HOW TO COMPLETE THIS TASK:
Please copy every line of the data in which the string "claude" appears.

---- RECORDS SUPPLIED

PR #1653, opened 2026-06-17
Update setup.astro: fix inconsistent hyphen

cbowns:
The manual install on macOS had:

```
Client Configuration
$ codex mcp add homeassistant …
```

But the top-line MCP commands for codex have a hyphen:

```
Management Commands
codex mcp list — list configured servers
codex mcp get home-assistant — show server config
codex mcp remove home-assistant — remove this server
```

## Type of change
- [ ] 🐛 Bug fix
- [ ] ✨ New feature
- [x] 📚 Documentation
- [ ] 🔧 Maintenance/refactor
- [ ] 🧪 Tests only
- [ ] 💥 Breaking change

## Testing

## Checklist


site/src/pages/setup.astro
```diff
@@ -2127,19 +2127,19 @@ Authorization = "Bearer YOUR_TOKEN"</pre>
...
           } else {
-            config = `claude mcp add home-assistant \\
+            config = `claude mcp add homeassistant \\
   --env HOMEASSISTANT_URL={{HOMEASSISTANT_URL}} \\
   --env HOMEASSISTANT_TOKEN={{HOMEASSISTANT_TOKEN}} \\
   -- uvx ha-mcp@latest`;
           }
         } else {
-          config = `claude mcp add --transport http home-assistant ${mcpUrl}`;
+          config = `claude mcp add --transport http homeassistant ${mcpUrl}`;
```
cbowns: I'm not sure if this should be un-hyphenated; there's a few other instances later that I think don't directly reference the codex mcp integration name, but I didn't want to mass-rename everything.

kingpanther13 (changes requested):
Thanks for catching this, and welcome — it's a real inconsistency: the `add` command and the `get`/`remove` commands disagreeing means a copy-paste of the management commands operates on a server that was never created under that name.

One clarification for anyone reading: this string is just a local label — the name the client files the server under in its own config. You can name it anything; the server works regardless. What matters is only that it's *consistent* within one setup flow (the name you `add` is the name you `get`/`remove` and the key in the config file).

--------

REPLY:
-            config = `claude mcp add home-assistant \\
+            config = `claude mcp add homeassistant \\
-          config = `claude mcp add --transport http home-assistant ${mcpUrl}`;
+          config = `claude mcp add --transport http homeassistant ${mcpUrl}`;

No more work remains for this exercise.